§ Material for the task
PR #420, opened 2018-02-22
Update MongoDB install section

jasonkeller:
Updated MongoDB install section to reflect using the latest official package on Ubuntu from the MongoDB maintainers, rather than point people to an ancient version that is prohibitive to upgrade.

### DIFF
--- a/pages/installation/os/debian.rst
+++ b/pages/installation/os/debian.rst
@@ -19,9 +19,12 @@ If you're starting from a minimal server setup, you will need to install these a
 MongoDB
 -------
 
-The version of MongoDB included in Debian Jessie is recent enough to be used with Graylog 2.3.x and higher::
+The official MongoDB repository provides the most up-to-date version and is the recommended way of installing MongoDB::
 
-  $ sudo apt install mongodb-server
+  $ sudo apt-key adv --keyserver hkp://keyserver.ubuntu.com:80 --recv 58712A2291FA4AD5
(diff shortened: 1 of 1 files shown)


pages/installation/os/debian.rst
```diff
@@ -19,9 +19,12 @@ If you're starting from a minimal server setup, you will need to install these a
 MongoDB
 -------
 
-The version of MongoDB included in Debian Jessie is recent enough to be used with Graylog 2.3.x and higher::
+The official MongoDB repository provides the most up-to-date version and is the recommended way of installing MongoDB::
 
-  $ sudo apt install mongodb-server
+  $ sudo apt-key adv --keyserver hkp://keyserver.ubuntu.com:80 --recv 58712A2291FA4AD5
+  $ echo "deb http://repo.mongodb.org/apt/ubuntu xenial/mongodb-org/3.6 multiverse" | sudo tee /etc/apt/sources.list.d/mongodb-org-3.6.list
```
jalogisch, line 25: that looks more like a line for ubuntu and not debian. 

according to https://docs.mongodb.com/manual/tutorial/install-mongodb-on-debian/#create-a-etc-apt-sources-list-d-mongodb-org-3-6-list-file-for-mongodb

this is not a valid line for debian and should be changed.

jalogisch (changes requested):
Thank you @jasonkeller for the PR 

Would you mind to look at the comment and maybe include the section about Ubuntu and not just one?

...

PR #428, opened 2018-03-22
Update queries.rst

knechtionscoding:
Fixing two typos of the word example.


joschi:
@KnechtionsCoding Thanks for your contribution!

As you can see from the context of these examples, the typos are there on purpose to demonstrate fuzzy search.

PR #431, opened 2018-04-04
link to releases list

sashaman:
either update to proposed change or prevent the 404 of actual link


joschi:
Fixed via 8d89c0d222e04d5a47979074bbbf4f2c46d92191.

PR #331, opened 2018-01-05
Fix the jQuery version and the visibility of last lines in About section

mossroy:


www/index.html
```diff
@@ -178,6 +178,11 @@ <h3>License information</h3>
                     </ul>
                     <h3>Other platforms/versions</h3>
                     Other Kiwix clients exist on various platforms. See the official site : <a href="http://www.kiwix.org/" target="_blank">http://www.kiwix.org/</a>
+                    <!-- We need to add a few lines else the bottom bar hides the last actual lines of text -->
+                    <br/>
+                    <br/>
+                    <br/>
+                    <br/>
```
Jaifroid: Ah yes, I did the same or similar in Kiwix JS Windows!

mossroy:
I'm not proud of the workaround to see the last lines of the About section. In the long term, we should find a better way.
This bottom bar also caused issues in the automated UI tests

§ Aim of the exercise
Within the data above, filter for lines containing the word "section" and copy each one.

§ Task answer
Update MongoDB install section
Updated MongoDB install section to reflect using the latest official package on Ubuntu from the MongoDB maintainers, rather than point people to an ancient version that is prohibitive to upgrade.
Would you mind to look at the comment and maybe include the section about Ubuntu and not just one?
Fix the jQuery version and the visibility of last lines in About section
I'm not proud of the workaround to see the last lines of the About section. In the long term, we should find a better way.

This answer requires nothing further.